Поэтому, мне кажется, что нужна не люстрация, а нужна амнистия. Нужно закрыть эту страницу вообще и повернуть страну с определенными гарантиями для 99% элиты. Да, она, конечно, не идеальна, она, конечно, воровата, она, конечно, коррупционна, но, послушайте, через такого рода процессы проходили любые буржуазные страны в начальном этапе своей истории.
Нужно отделить военных преступников. Это да. Русские «милошевичи» должны в составе ста человек уехать в Гаагу и больше никогда не вернуться. Но ста человек, а не десятков тысяч.

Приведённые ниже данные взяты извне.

Issue #949, opened 2015-06-24
[Bug] Graphics corruption on MSX1 with Karateka [sf#558]


openMSX-import:
**Reported by manuelbi on 2014-12-06 22:34 UTC**
Regression with VRAM corruption: Karateka.

This game gives graphics corruption when emulating an MSX1.

I still need to double check on my real MSX. Attached ROM (based on Amusement Factory's disk version) shows the issue.

openMSX-import:
**Commented by manuelbi on 2014-12-08 21:51 UTC**
OK, I tested the game (in the attached ROM form) with my MegaFlashROM SCC on two real MSX1's: a Yashica YC-64 (with TMS9929A) and a Sony HB-10P (with T6950). And... there is _some_ corruption noticable. Not as much by far as you can see in openMSX, but it's clearly visible. Especially in the opening texts and also a few wrong lines in the logo. During the scroll after the logo you can also see some wrong pixel or groups of pixels every now and then (but constantly). All of this is not visible on an MSX2.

— Но это фактически вы предлагаете в данном случае вариант испанского пакта забвения. Или той договоренности, какую Пиночет достиг с элитой.
— В какой-то мере. Но, понимаете, там все-таки структура была более институциализированная. Испании пришлось вернуть короля с тем, чтобы получить точку опоры и выстроить эту композицию.
У нас такой нет возможности. И вот мне кажется поэтому, что здесь вступает в силу другой вопрос. Это вопрос, связанный с внешним окружением. И, собственно, об этом была моя вчерашняя статья. И будет еще много публикаций.
Потому что я думаю, что может быть есть определенная разумность признать, что Россия не может выйти из того положения, в котором оказалась, без внешней помощи. На мой взгляд, это так. Говорить о том, что нет, мы все можем — ну это, во-первых, самонадеянно. Даже больше, чем это было самонадеянно в 90-е годы. В 90-е годы мы не смогли. В 30-е годы Германия не смогла. Есть очень много примеров того, как страны, которые поражены идеей реваншизма и империализма, реально не могут преодолеть эту заразу изнутри. Я думаю, что мы — это похожий случай. Я бы рад ошибиться, но я не вижу причин считать иначе. Даже в 90-е годы, когда демократам была дана власть просто на тарелочке с голубой каемочкой фактически из ЦК КПСС, и то ничего не получилось.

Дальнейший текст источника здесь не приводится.